Put Option: A put option gives you the right, but not the obligation, to sell a stock at a specific price (known as the strike price) by a specific time – at the option’s expiration. For this right, the put buyer pays the seller a sum of money called a premium. Unlike stocks, which can exist indefinitely, an option ends at expiration and then is settled, with some value remaining or with the option expiring completely worthless. Source.

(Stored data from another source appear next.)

PR #88, opened 2024-04-25
Allow description types for procedures

bradymadden97:
This allows you to provide a description to procedures, which matches json schema. This will flow down to the serialized schema

### DIFF
--- a/router/procedures.ts
+++ b/router/procedures.ts
@@ -60,7 +60,7 @@ export interface RPCProcedure<
   input: I;
   output: O;
   errors: E;
-  description: string | undefined;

Put options can be used for hedging or speculation. But when it comes to the basics, they work like this: The value of a put increases as the underlying stock value decreases, and conversely, the value of a put decreases when the underlying value of the stock increases. When you buy a put option, you’re placing a bet that the value of the underlying stock will decrease over the contract. When you sell a put option, you’re placing a bet that the value of the underlying stock will increase or stay the same over the contract. For a put buyer, if the market price of the underlying stock moves in your favor, you can elect to “exercise” the put option or sell the underlying stock at the strike price. American-style options allow the put holder to exercise the option at any point up to the expiration date. European-style options can be exercised only on the date of expiration. For a put seller, if the market price of the underlying stocks stays the same or increases, you profit from the premium you charged the seller. If the market price decreases, you have the obligation to buy back the option from the seller at the strike price.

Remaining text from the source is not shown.